The damping multiplication effect can significantly increase the damping in an elastic structure, such as a high strength steel structure, which has a loss factor typically below 0.01 when unloaded. The damping can be increased a hundred fold and greater through the application of the compression forces that load the structure towards its point of elastic instability to produce a loss factor exceeding 1.0. Substantially higher damping can be produced if the elastic structure being loaded to approach its point of elastic instability has higher damping to begin with, such as a rubber spring.
Many of the applications of my vibration isolation system have input vibrations over a range of frequencies that include the resonant frequencies of the system. Often there is a need to limit the response of the payload at the resonant frequencies of the system and to even minimize the response while still providing effective isolation at higher frequencies. In some applications, the multiplication effect can sufficiently increase the damping inherent in my isolation system structure so that no further damping of the system is required. In other applications, additional damping is desirable.

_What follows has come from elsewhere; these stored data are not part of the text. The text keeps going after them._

PR #4185, opened 2023-01-31
[CL: Simulator] Simulator for CreatePosition, WithdrawPosition, CollectFees

stackman27:
Part of: https://github.com/osmosis-labs/osmosis/issues/4027

Simulator for CreatePosition, WithdrawPosition, CollectFees

## Brief Changelog
n/a

## Testing and Verifying
sim tested


x/concentrated-liquidity/simulation/sim_msgs.go
```diff
@@ -70,3 +193,59 @@ func createPoolRestriction(k clkeeper.Keeper, sim *osmosimtypes.SimCtx, ctx sdk.
...
+
+	return concentratedPool, poolI, poolDenoms, err
+}
+
+// getRandomTickPositions returns random lowerTick and upperTick divisible by tickSpacing value.
+func getRandomTickPositions(minTick, maxTick int64, tickSpacing uint64) (int64, int64, error) {
+	lower_tick_disivisble := ((maxTick - minTick) / int64(tickSpacing)) + 1 // get random value between minTick, maxTick that is divisible by TickSpacing
+	if lower_tick_disivisble < 1 {
+		return 0, 0, fmt.Errorf("lower tick divisible by tickspacing not found")
+	}
```
czarcas7ic, line 233: Might want to rewrite / add more comments here, it took me a while to figure out how it was working.

x/concentrated-liquidity/simulation/sim_msgs.go
```diff
@@ -60,6 +61,128 @@ func RandomMsgCreateConcentratedPool(k clkeeper.Keeper, sim *osmosimtypes.SimCtx
...
+
+	// pick a random position
+	randPosition := positions[rand.Intn(len(positions))]
+
+	// Randomize tick values from minTick to maxTick
+	minTick, maxTick := clkeeper.GetMinAndMaxTicksFromExponentAtPriceOne(clPool.GetPrecisionFactorAtPriceOne())
+
+	if randPosition.LowerTick < minTick || randPosition.UpperTick > maxTick {
+		return nil, fmt.Errorf("invalid ticks")
+	}
```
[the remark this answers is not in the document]
stackman27: yup that works too!

x/concentrated-liquidity/simulation/sim_msgs.go
```diff
@@ -60,6 +61,128 @@ func RandomMsgCreateConcentratedPool(k clkeeper.Keeper, sim *osmosimtypes.SimCtx
...
+	// get random user address with the pool denoms
+	sender, tokens, senderExists := sim.SelAddrWithDenoms(ctx, poolDenoms)
+	if !senderExists {
+		return nil, fmt.Errorf("no sender with denoms %s exists", poolDenoms)
+	}
+
+	// ensure that we always have 2 tokens
+	if len(tokens) < 2 {
+		return nil, fmt.Errorf("no pool denoms tokens")
+	}
```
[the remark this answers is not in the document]
stackman27: it returns a random subset of poolDenoms, so i had to add this assertion

stackman27:
Also wanted to post the sim results, i think its a fairly good outcome 
```
 "concentratedliquidity": {
  "CollectFees": {
   "failure": 28,
   "ok": 93
  },
  "CreateConcentratedPool": {
   "failure": 2,
   "ok": 121
  },
  "CreatePosition": {
   "failure": 29,
   "ok": 109
  },
  "WithdrawPosition": {
   "failure": 60,
   "ok": 43
  }
```

stackman27:
@czarcas7ic Addressed feedbacks. Ready for Re-Review

x/concentrated-liquidity/simulation/sim_msgs.go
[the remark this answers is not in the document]
czarcas7ic: Ahh it returns a random coin subset, gotcha

x/concentrated-liquidity/simulation/sim_msgs.go
```diff
@@ -60,6 +60,114 @@ func RandomMsgCreateConcentratedPool(k clkeeper.Keeper, sim *osmosimtypes.SimCtx
...
+		return nil, err
+	}
+
+	// get random user address with the pool denoms
+	sender, tokens, senderExists := sim.SelAddrWithDenoms(ctx, poolDenoms)
+	if !senderExists {
+		return nil, fmt.Errorf("no sender with denoms %s exists", poolDenoms)
+	}
+
+	// ensure that we have atleast 2 tokens
```
czarcas7ic, line 76:
```suggestion
	// ensure that we have at least 2 tokens
```
Would maybe mention something about this check being necessary since SelAddrWithDenoms selects a random subset of denoms. 

Sidenote, is there not a function that selects and address with denoms and returns the ENTIRE denom subset? If so, I feel like thats what we would want to use here. If not, it shouldn't be hard to create.

x/concentrated-liquidity/simulation/sim_msgs.go
```diff
@@ -60,6 +60,114 @@ func RandomMsgCreateConcentratedPool(k clkeeper.Keeper, sim *osmosimtypes.SimCtx
...
+	if len(tokens) < 2 {
+		return nil, fmt.Errorf("not enough pool denoms tokens, require 2 got: %d", len(tokens))
+	}
+
+	// Randomize tick values from minTick to maxTick
```
czarcas7ic, line 81:
```suggestion
	// Retrieve minTick and maxTick from precision factor
``` 

nit: this step isn't actually randomizing

x/concentrated-liquidity/simulation/sim_msgs.go
```diff
@@ -60,6 +60,114 @@ func RandomMsgCreateConcentratedPool(k clkeeper.Keeper, sim *osmosimtypes.SimCtx
...
+	minTick, maxTick := clkeeper.GetMinAndMaxTicksFromExponentAtPriceOne(clPool.GetPrecisionFactorAtPriceOne())
+
+	// Randomize lowerTick and upperTick to create position
```
czarcas7ic, line 84:
```suggestion
	// Randomize lowerTick and upperTick from max values to create position
```

x/concentrated-liquidity/simulation/sim_msgs.go
```diff
@@ -60,6 +60,114 @@ func RandomMsgCreateConcentratedPool(k clkeeper.Keeper, sim *osmosimtypes.SimCtx
...
+	}
+
+	if len(positions) == 0 {
+		return nil, fmt.Errorf("user does not have any position")
+	}
+
+	// pick a random position
+	randPosition := positions[rand.Intn(len(positions))]
+
+	withdrawAmount := randPosition.Liquidity.TruncateInt()
```
czarcas7ic, line 128: This is a good change from last time, but can we randomize the withdraw amount to be less than or equal to the total liquidity of the position?

x/concentrated-liquidity/simulation/sim_msgs.go
```diff
@@ -70,3 +178,66 @@ func createPoolRestriction(k clkeeper.Keeper, sim *osmosimtypes.SimCtx, ctx sdk.
 		return hasTwoCoins && hasPoolCreationFee
 	}
 }
+
+// getRandCLPool gets a concnerated liquidity pool with its pool denoms.
```
czarcas7ic, line 182:
```suggestion
// getRandCLPool gets a concentrated liquidity pool with its pool denoms.
```

x/concentrated-liquidity/simulation/sim_msgs.go
```diff
@@ -70,3 +178,66 @@ func createPoolRestriction(k clkeeper.Keeper, sim *osmosimtypes.SimCtx, ctx sdk.
...
+	// check if the pool exists
+	poolI, err := k.GetPool(ctx, pool_id)
+	if err != nil {
+		return nil, nil, fmt.Errorf("Pool not found for id %d", pool_id)
+	}
+
+	concentratedPool, ok := poolI.(cltypes.ConcentratedPoolExtension)
+	if !ok {
+		return nil, nil, fmt.Errorf("interface conversion failed")
+	}
```
czarcas7ic, line 206: nit: should be able to GetPoolFromId to not have to do the conversion here.

x/concentrated-liquidity/simulation/sim_msgs.go
```diff
@@ -70,3 +178,66 @@ func createPoolRestriction(k clkeeper.Keeper, sim *osmosimtypes.SimCtx, ctx sdk.
...
+
+	poolDenoms := []string{concentratedPool.GetToken0(), concentratedPool.GetToken1()}
+
+	return concentratedPool, poolDenoms, err
+}
+
+// getRandomTickPositions returns random lowerTick and upperTick divisible by tickSpacing value.
+func getRandomTickPositions(minTick, maxTick int64, tickSpacing uint64) (int64, int64, error) {
+	// Calculate the number of values between minTick and maxTick that are divisible by tickSpacing
+	lowerTickDivisible := ((maxTick - minTick) / int64(tickSpacing)) + 1
```
czarcas7ic, line 216: Can you explain this to me a little further, for some reason it just simply isn't clicking. Max tick is 10 and min tick is 5 with a tick spacing of 1. This returns a lowerTickDivisible of 6. Why 6?

czarcas7ic (approved):
Pre-approving, would like the below comments to be addressed. Would also like a second review if possible just to confirm.

If second review is not possible 24h from this comment and all comments are addressed we can merge. Nice work :)

x/concentrated-liquidity/simulation/sim_msgs.go
stackman27: I tried this before, but the withdrawAmt gets so large sometimes that it gets out of Int64 bounds. For ex: `256665256162150952146648277` int64() out of bound. But we accept this in sdk.Int 

I found a new way where i just withdraw a random % from 0-1 of total liquidity

x/concentrated-liquidity/simulation/sim_msgs.go
stackman27: I tried few stuff, and i think the closest efficient thing i go to was do is; 
```
userCoins := sim.BankKeeper().SpendableCoins(ctx, acc.Address)
checkSubset := poolDenoms.DenomsSubsetOf(userCoins)
if !checkSubset {
 error ("user doesnot contain pool denoms")
}
```

So the issue with this is that; 
1. poolDenoms is a denomString and doesnot contains full coinAmt as cannot retrieve that from CLPool
2. I created my own denom subset function that only checks if the account contains denom, but this requires multiple for loop and i'm afraid that it might slow down the simulator for such a simple task

x/concentrated-liquidity/simulation/sim_msgs.go
stackman27: I realized that this is a complex method. I found a simpler way :D 
we just keep generating random number from minTick to maxTick and take the first number divisible

stackman27: hopefully the new version is much clearer

simulation/simtypes/randutil.go
```diff
@@ -74,3 +76,17 @@ func (sim *SimCtx) RandSubsetCoins(coins sdk.Coins) sdk.Coins {
 	r := sim.GetSeededRand("random subset coins")
 	return sdkrand.RandSubsetCoins(r, coins)
 }
+
+// Random float point from 0-1
+func (sim *SimCtx) RandomWeight(maxVal sdk.Dec) (sdk.Dec, error) {
+	rand.Seed(time.Now().UnixNano())
```
p0mvn, line 82: Let's not use time.Now(). We should be able to replay all randomness from a daterministiv seed

simulation/simtypes/randutil.go
```diff
@@ -74,3 +76,17 @@ func (sim *SimCtx) RandSubsetCoins(coins sdk.Coins) sdk.Coins {
 	r := sim.GetSeededRand("random subset coins")
 	return sdkrand.RandSubsetCoins(r, coins)
 }
+
+// Random float point from 0-1
+func (sim *SimCtx) RandomWeight(maxVal sdk.Dec) (sdk.Dec, error) {
```
p0mvn, line 81: Also, we have a `RandomDecAmount` function. Why cannot we use that instead?

x/concentrated-liquidity/simulation/sim_msgs.go
```diff
@@ -61,6 +61,121 @@ func RandomMsgCreateConcentratedPool(k clkeeper.Keeper, sim *osmosimtypes.SimCtx
...
+	}
+
+	return &cltypes.MsgCreatePosition{
+		PoolId:        clPool.GetId(),
+		Sender:        sender.Address.String(),
+		LowerTick:     lowerTick,
+		UpperTick:     upperTick,
+		TokenDesired0: tokens[0],
+		TokenDesired1: tokens[1],
+		// TODO: Randomize TokenMinAmount0 and TokenMinAmount1 in next iteration
```
p0mvn, line 99: Is there an issue for this?

x/concentrated-liquidity/simulation/sim_msgs.go
```diff
@@ -61,6 +61,121 @@ func RandomMsgCreateConcentratedPool(k clkeeper.Keeper, sim *osmosimtypes.SimCtx
...
+	if err != nil {
+		return nil, fmt.Errorf("position does not exist")
+	}
+
+	if len(positions) == 0 {
+		return nil, fmt.Errorf("user does not have any position")
+	}
+
+	// pick a random position
+	randPosition := positions[rand.Intn(len(positions))]
```
p0mvn, line 169: How's the seed for these rand operations set?

x/concentrated-liquidity/simulation/sim_msgs.go
```diff
@@ -70,3 +185,54 @@ func createPoolRestriction(k clkeeper.Keeper, sim *osmosimtypes.SimCtx, ctx sdk.
...
+	}
+
+	if lowerTick == upperTick {
+		return 0, 0, fmt.Errorf("lower tick and upper tick cannot be the same")
+	}
+
+	return lowerTick, upperTick, nil
+}
+
+//RandomTickDivisibility calculates a random number between minTick - maxTick (inclusive) that is divisible by tickSpacing
```
p0mvn, line 226:
```suggestion
// RandomTickDivisibility calculates a random number between minTick - maxTick (inclusive) that is divisible by tickSpacing
```

x/concentrated-liquidity/simulation/sim_msgs.go
```diff
@@ -70,3 +185,54 @@ func createPoolRestriction(k clkeeper.Keeper, sim *osmosimtypes.SimCtx, ctx sdk.
...
+func RandomTickDivisibility(minTick int64, maxTick int64, tickSpacing uint64) (int64, error) {
+	if maxTick-minTick < int64(tickSpacing) {
+		return 0, fmt.Errorf("tick spacing is too large")
+	}
+
+	result := rand.Int63n(maxTick-minTick) + minTick
+	for result%int64(tickSpacing) != 0 {
+		result = rand.Int63n(maxTick-minTick) + minTick
+	}
```
p0mvn, line 235: I think it might be likely that we keep not hitting the desired number for some time due to randomly choosing a value for checking whether it it is divisible by `tickSpacing`

Consider the following algorithm that is more deterministic:
- estimate the number of intervals between `minTick` and `maxTick` that are divisible by `tickSpacing`
 * e.g. `minTick` is 100 and `maxTick` is 110, `tickSpacing` is 3. (110 - 100) // 3 = 3 
- randomly choose the number of such interval
 * e.g. 2
- multiply `tickSpacing` by such interval and add to `minTick`. 
 * 2 * 3 +100 = 106
- Iterate backwards to find the desired number
 * e.g takes one iteration to get to 105 that is divisible by 3

stackman27: 🤔  why do we have to do these extra steps; 
```
multiply tickSpacing by such interval and add to minTick.
2 * 3 +100 = 106
Iterate backwards to find the desired number
e.g takes one iteration to get to 105 that is divisible by 3
```

how about something simple like this to assure that the randomValue is always divisible by tickSpacing; 

```
randomVal := random(maxTick - minTick + tickSpacing) + minTick 
divisibleValue = randomVal - randomVal % tickSpacing 
for ex: 
randomValue := random(110 - 100 + 3) + 100 = 12 + 110  = 112
divisibleValue  := randomValue - randomValue % 3 = 12 - 12%3 = 12 - 0 = 12 
```

x/concentrated-liquidity/simulation/sim_msgs.go
stackman27: added, i thought this was set at setup but i added just incase

x/concentrated-liquidity/simulation/sim_msgs.go
stackman27: added https://github.com/osmosis-labs/osmosis/issues/4230

simulation/simtypes/randutil.go
stackman27: removed to use RandomDecAmount

simulation/simtypes/randutil.go
stackman27: removed to use RandomDecAmount

x/concentrated-liquidity/simulation/sim_msgs.go
stackman27: hmmm i took inspiration from your approach and found a similar approach. Please lmk what you think

for example; 
```
 minTick, maxTick, tickSpacing = 100, 110, 3
randomNumber = 103
// find the next multiple of tickSpacing that is >= randomNumber 
nextMultiple  = ((randomNumber + tickSpacing - 1) / tickSpacing) * tickSpacing
nextMultiple = ((103 + 3 - 1) / 3) * 3 = 35 * 3 = 105 
// check if nextMultiple is within [110, 110] 
```

tests/simulator/sim_test.go
```diff
@@ -25,7 +25,6 @@ func BenchmarkFullAppSimulation(b *testing.B) {
 	osmosim.FlagNumBlocksValue = 1000
 	osmosim.FlagBlockSizeValue = 200
 	osmosim.FlagCommitValue = true
-	osmosim.FlagVerboseValue = true
```
p0mvn, line 28: What does this flag do? Why removing it?

x/concentrated-liquidity/simulation/sim_msgs.go
```diff
@@ -18,6 +18,7 @@ import (
 var PoolCreationFee = sdk.NewInt64Coin("stake", 10_000_000)
 
 func RandomMsgCreateConcentratedPool(k clkeeper.Keeper, sim *osmosimtypes.SimCtx, ctx sdk.Context) (*clmodeltypes.MsgCreateConcentratedPool, error) {
+	rand := sim.GetSeededRand("select random seed")
```
p0mvn, line 21: The seed should already be configured at the simulator test level. Please use that one.

AFAIU, the rand manager that is seeded can be grabbed from here:
https://github.com/osmosis-labs/osmosis/blob/9d9806b4f36db9516fdb7e7419e4ab74eaf24997/simulation/simtypes/simctx.go#L20

x/concentrated-liquidity/simulation/sim_msgs.go
```diff
@@ -61,6 +62,121 @@ func RandomMsgCreateConcentratedPool(k clkeeper.Keeper, sim *osmosimtypes.SimCtx
...
+		PoolId:          randPosition.PoolId,
+		Sender:          sender.Address.String(),
+		LowerTick:       randPosition.LowerTick,
+		UpperTick:       randPosition.UpperTick,
+		LiquidityAmount: withdrawAmountInt,
+	}, nil
+}
+
+func RandMsgCollectFees(k clkeeper.Keeper, sim *osmosimtypes.SimCtx, ctx sdk.Context) (*cltypes.MsgCollectFees, error) {
+	rand := sim.GetSeededRand("select random seed")
```
p0mvn, line 147: ditto

x/concentrated-liquidity/simulation/sim_msgs.go
```diff
@@ -61,6 +62,121 @@ func RandomMsgCreateConcentratedPool(k clkeeper.Keeper, sim *osmosimtypes.SimCtx
...
+		TokenDesired0: tokens[0],
+		TokenDesired1: tokens[1],
+		// TODO: Randomize TokenMinAmount0 and TokenMinAmount1 in next iteration
+		TokenMinAmount0: sdk.NewInt(0),
+		TokenMinAmount1: sdk.NewInt(0),
+	}, nil
+}
+
+func RandMsgWithdrawPosition(k clkeeper.Keeper, sim *osmosimtypes.SimCtx, ctx sdk.Context) (*cltypes.MsgWithdrawPosition, error) {
+	rand := sim.GetSeededRand("select random seed")
```
p0mvn, line 107: ditto

x/concentrated-liquidity/simulation/sim_msgs.go
```diff
@@ -70,3 +186,68 @@ func createPoolRestriction(k clkeeper.Keeper, sim *osmosimtypes.SimCtx, ctx sdk.
...
+	if err != nil {
+		return nil, nil, err
+	}
+
+	numPools := len(clPools)
+	if numPools == 0 {
+		return nil, nil, fmt.Errorf("no pools created")
+	}
+
+	randConcentratedPool := clPools[rand.Intn(numPools)]
```
p0mvn, line 203: Please use the seeded rand

x/concentrated-liquidity/simulation/sim_msgs.go
p0mvn: This is where the seed value is set: https://github.com/osmosis-labs/osmosis/blob/9d9806b4f36db9516fdb7e7419e4ab74eaf24997/tests/simulator/sim_test.go#L41

This is what should control all randomness in the simulator.

If that value is constant, I should get the same results deterministically. If I change it, only then I get different results.

By initializing new seeds here, we are introducing randomness independent of that global seed value so it becomes non-trivial to control

p0mvn (changes requested):

x/concentrated-liquidity/simulation/sim_msgs.go
stackman27: aah yea so it's getting random seed with "FlagSeedValue + string we pass"

stackman27: this is the function that uses FlagSeedValue and adds the string we pass(https://github.com/osmosis-labs/osmosis/blob/main/simulation/simtypes/simctx.go#L156) 

i think its fine to use string, i've changed string name to follow function name too

p0mvn: So what I'm afraid is that we're resetting the global seed here.

When I made a comment originally, I just wanted to make sure that we are using a simulator global-seed that is configured at the top-level of the test that I linked.

I think we can get the `rand` associated with that seed by doing:
```
simRand := sim.GetRand()

randInt := simRand.Intn()
```

x/concentrated-liquidity/simulation/sim_msgs.go
```diff
@@ -61,6 +62,121 @@ func RandomMsgCreateConcentratedPool(k clkeeper.Keeper, sim *osmosimtypes.SimCtx
...
+
+	if len(positions) == 0 {
+		return nil, fmt.Errorf("user does not have any position")
+	}
+
+	// pick a random position
+	randPosition := positions[rand.Intn(len(positions))]
+
+	// get percentage amount from 1 to 100 to withdraw liquidity
+	randPerc := sdk.MustNewDecFromStr(fmt.Sprintf("%.2f", sim.RandomDecAmount(sdk.OneDec())))
```
p0mvn, line 133: nit: please double check but I think this should be sufficient for getting the desired value
```suggestion
	randPerc := sim.RandomDecAmount(sdk.OneDec())
```

x/concentrated-liquidity/simulation/sim_msgs.go
```diff
@@ -61,6 +62,121 @@ func RandomMsgCreateConcentratedPool(k clkeeper.Keeper, sim *osmosimtypes.SimCtx
...
+		TokenDesired0: tokens[0],
+		TokenDesired1: tokens[1],
+		// TODO: Randomize TokenMinAmount0 and TokenMinAmount1 in next iteration
+		TokenMinAmount0: sdk.NewInt(0),
+		TokenMinAmount1: sdk.NewInt(0),
+	}, nil
+}
+
+func RandMsgWithdrawPosition(k clkeeper.Keeper, sim *osmosimtypes.SimCtx, ctx sdk.Context) (*cltypes.MsgWithdrawPosition, error) {
+	rand := sim.GetSeededRand("select random position")
```
p0mvn, line 107: Suggest doing this in all cases because I don't think we should reuse the same domain separation across the messages
```suggestion
	rand := sim.GetRand()
```

x/concentrated-liquidity/simulation/sim_msgs.go
```diff
@@ -61,6 +62,121 @@ func RandomMsgCreateConcentratedPool(k clkeeper.Keeper, sim *osmosimtypes.SimCtx
...
+		PoolId:          randPosition.PoolId,
+		Sender:          sender.Address.String(),
+		LowerTick:       randPosition.LowerTick,
+		UpperTick:       randPosition.UpperTick,
+		LiquidityAmount: withdrawAmountInt,
+	}, nil
+}
+
+func RandMsgCollectFees(k clkeeper.Keeper, sim *osmosimtypes.SimCtx, ctx sdk.Context) (*cltypes.MsgCollectFees, error) {
+	rand := sim.GetSeededRand("select random position")
```
p0mvn, line 147:
```suggestion
	rand := sim.GetRand()
```

x/concentrated-liquidity/simulation/sim_msgs.go
p0mvn, line 203: So this seems to be accessed from `math/rand`. Can you please remove that import and ensure that we are accessing all randomness from the simulator-specific rand manager?

x/concentrated-liquidity/simulation/sim_msgs.go
```diff
@@ -70,3 +186,68 @@ func createPoolRestriction(k clkeeper.Keeper, sim *osmosimtypes.SimCtx, ctx sdk.
...
+	if lowerTick == upperTick {
+		return 0, 0, fmt.Errorf("lower tick and upper tick cannot be the same")
+	}
+
+	return lowerTick, upperTick, nil
+}
+
+//RandomTickDivisibility calculates a random number between minTick - maxTick (inclusive) that is divisible by tickSpacing
+func RandomTickDivisibility(sim *osmosimtypes.SimCtx, minTick int64, maxTick int64, tickSpacing uint64) (int64, error) {
+	rand := sim.GetSeededRand("select random seed")
```
p0mvn, line 238:
```suggestion
	rand := sim.GetRand()
```

x/valset-pref/simulation/sim_msgs.go
```diff
@@ -172,10 +172,7 @@ func GetRandomValAndWeights(ctx sdk.Context, k valsetkeeper.Keeper, sim *osmosim
 			return nil, fmt.Errorf("No validator")
 		}
 
-		randValue, err := RandomWeight(remainingWeight)
-		if err != nil {
-			return nil, fmt.Errorf("Error with random weights")
-		}
+		randValue := sdk.MustNewDecFromStr(fmt.Sprintf("%.2f", sim.RandomDecAmount(remainingWeight)))
```
p0mvn, line 175: Similat to another comment, I think this should be fine but please confirm before committing
```suggestion
		randValue := sim.RandomDecAmount(remainingWeight)
```

p0mvn (approved):
Nice work. Only minor comments

x/concentrated-liquidity/simulation/sim_msgs.go
p0mvn: Confirmed this is working

x/concentrated-liquidity/simulation/sim_msgs.go
p0mvn: Discussed this on Slack, it looks like we shouldn't share seeds between messages to avoid an error in one function drastically changing randomness in another. So I think `GetRand` is preferable here because it doesn't use shared domain

x/valset-pref/simulation/sim_msgs.go
p0mvn: Confirmed this is working by changing the other suggestion and rerunning the simulator

x/concentrated-liquidity/simulation/sim_msgs.go
stackman27: makes sense! updated

p0mvn (approved):
Great work!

Therefore, it is desirable to add damping to my vibration isolation system for applications requiring high damping in order to significantly limit or minimize the system's resonant responses. However, isolation at higher frequencies should not be significantly compromised when adding damping to my vibration isolation system. Further, the use of added damping should not degrade the system (or should degrade it as little as possible) regarding its other benefits such as resistance to adverse environments, limited performance variations with fluctuating temperatures and dimensional stability.